In a few years, the first large gas pipeline will connect the Czech Republic and Austria. The company Česká plynárenská last year signed a contract to buy Norwegian gas, and it now wants to construct a nearly 100 km-long pipeline that would connect an underground gas storage facility with Austria’s gas pipeline West-Austria-Gasleitung (WAG).
The construction of a gas pipeline with the working tile Mozart will begin next year. “We would like to have it ready by 2012, before we finish building the storage facility,” says Ladislav Dráb, co-owner of Česká plynárenská.
But experts in the field are somewhat sceptical about the plans of this company, which belongs to the families of Ladislav Dráb and Marek Černý. “Just look at all the complications with permits and property speculators RWE has with its pipline Gazela,” says one expert. But Dráb refutes the criticism. “We have been working on this project since mid-2007,” he says.
The construction alone will cost nearly a billion crowns. “We are getting financing through funds from Canada and the United States,” says Dráb. He does not rule out that he will also try to get EU money. In reaction to the recent gas crisis, the EU wants to find billions of euros to connect energy networks between countries. “But the project is conceived in such a way, so that it can be economically self sufficient,” says Dráb.

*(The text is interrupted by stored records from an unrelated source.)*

PR #175, opened 2017-08-11
Create Profile model

Pomax:
Implementation of the Profile model as discussed in https://github.com/mozilla/network-pulse/issues/621

This is a work in progress, review comments are fine, but do not merge.


Pomax:
@gideonthomas I've marked you as review mostly so that there's an "is this code sane?" pass before more work is put into this.

pulseapi/profiles/models.py
```diff
@@ -1,19 +1,117 @@
 from django.db import models
+from django.utils.html import format_html
+
+
+def entry_thumbnail_path(instance, filename):
+    return 'images/user-avatars/{timestamp}{ext}'.format(
+        timestamp=str(timezone.now()),
```
gideonthomas: `timezone` needs to be imported?

pulseapi/profiles/models.py
```diff
@@ -1,19 +1,117 @@
...
+    - Some cities lie in to countries. I know, that's crazy, but some do.
+
+    - Some people live or work or associate with more than one location,
+      especially if they live near an easily crossed border such as in
+      many European countries.
+
+    Making this do the right thing is going to take more work than any
+    initial model implementation can achieve.
+    """
+    city = models.CharField(max_length=500, blank=False, null=True)
```
gideonthomas: nit: `blank` is `False` by default

gideonthomas: one thing to note about setting this to `False` is that for existing entries, once you open it with the intent of changing another property, it will fail to save until you also add a value for this field.

pulseapi/profiles/models.py
```diff
@@ -1,19 +1,117 @@
...
+            country=self.country
+        )
+
+
+# We want users to be able to give any number of "social" URLs that are
+# relevant to them, such as facebook, linkedin, twitter, blog url,
+# github profile, etc. etc.
+#
+class SocialUrl(models.Model):
+    url = models.URLField()
```
gideonthomas: `max_length` for this is `200`. You might want to increase that.

pulseapi/profiles/models.py
```diff
@@ -23,9 +121,72 @@ class UserProfile(models.Model):
...
+        max_length=500,
+        blank=True,
+        null=True
+    )
+    custom_name.short_description = 'Custom user name'
+
+    # Accessing the Profile-indicated name needs various stages
+    # of fallback.
+    def name(self):
+        if not self.custom_name:
```
gideonthomas: the problem with using `not` here is that `if not "   "` evaluates to `False` so it will return the whitespaces. Don't know if that is expected behavior or not.

pulseapi/profiles/models.py
Pomax: good point

pulseapi/profiles/models.py
Pomax: good catch! are you flake8-ing?

pulseapi/profiles/models.py
Pomax: that's a good point, I should probably expand this to have a second if for `self.custom_name.strip()`

pulseapi/users/admin.py
```diff
@@ -6,21 +6,32 @@
 from django.utils.html import format_html
 
 from .models import EmailUser
+from pulseapi.entries.models import Entry
 from pulseapi.profiles.models import UserProfile, UserBookmarks
+from pulseapi.utility.get_admin_url import get_admin_url
+
+class EntryInline(admin.TabularInline):
+    model = Entry
+    verbose_name = 'entries'
```
gideonthomas: wouldn't this be `verbose_name_plural`, with `verbose_name` being `entry`?

Pomax: I though that for inlines (which don't exist in the admin nav panel) those were the same, but maybe they're not.

gideonthomas: hmm I'm not sure, I can't find docs suggesting that though.

Pomax: easy enough to change.

pulseapi/profiles/models.py
```diff
@@ -24,6 +90,95 @@ class UserProfile(models.Model):
...
+
+    thumbnail_image_tag.short_description = 'Thumbnail preview'
+
+    # Which issues does this user care about/are they involved in?
+    issues = models.ManyToManyField('issues.Issue')
+
+    # we allow users to indicate several possible predefined service URLs
+    twitter = models.URLField(
+        max_length=2048,
+        blank=True
```
gideonthomas: wouldn't you also need this to be `null=True` if you're allowing blank content but not auto-generating anything.

Pomax: hm, makemigrations did not complain about that, doesn't `blank=true` set up a default value? (null is not allowed, but blank is, so when it creates one it'll just be whatever is an empty url field, presumably a blank string?)

gideonthomas: hmm interesting. So I think for string fields, it does default to empty string so this might not be a problem.

PR #178, opened 2017-08-14
fix tags with commas and trim tags when saving

Pomax:
fixes https://github.com/mozilla/network-pulse/issues/649


Pomax:
yeah we that would be too intricate, since we'd also have to manually hook up entries to the correct post-split tags. This is functionality purely for automation.

PR #187, opened 2017-08-24
Order creators in entries by post date

gideonthomas:
This should force it to be ordered by the order in which the creator-entry relations are added in the through model (since you specify ordering in the model itself) instead of the order in the creator model. From what I read, the ordering of through models is only respected on querysets that are queried on that model and not the creator model. So this patch queries the OrderedCreatorRecord model instead of the Creator model and so the ordering follows whatever you specified on that model.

On the gas market there are also speculations that some European energy company could be backing the project. A similar project – that is, leading a gas pipeline between the Czech Republic and Austria – was planned by the German Company E.ON, which delivers gas to southern Bohemia.
Even though the gas pipeline will serve mainly to connect the planned storage facility to Austrian pipes belonging to the company OMCV, in case of a crisis, it will enable the Czech Republic to get extra gas supplies. The underground storage, which Česká plynárenská plans to build near Okrouhlá Radouň in the Jindřichův Hradec area for CZK 7 billion, will be connected to the Czech transit gas pipeline.
“In case of a crisis, we would give the state 100% control over the operation and usage,” says Dráb.
Every new north-south connection can be useful, experts say. Right now all major gas pipelines in the Czech Republic are led east-west, and if the taps are turned off in one direction, problems can arise.
“The new connection will help bring about greater stability,” says Josef Fiřt of the Energy Regulatory Office. He says the Czech gas market is not open enough because nearly all gas supplies come through RWE.
Fiřt says that aside from new gas pipelines, the country should also expand the capacity of its gas storage facilities and improve their access. “We can expect an investment boom in this field, and as regulators, we support it,” says Fiřt.
RWE and Moravské naftové doly also plan on building gas storage facilities.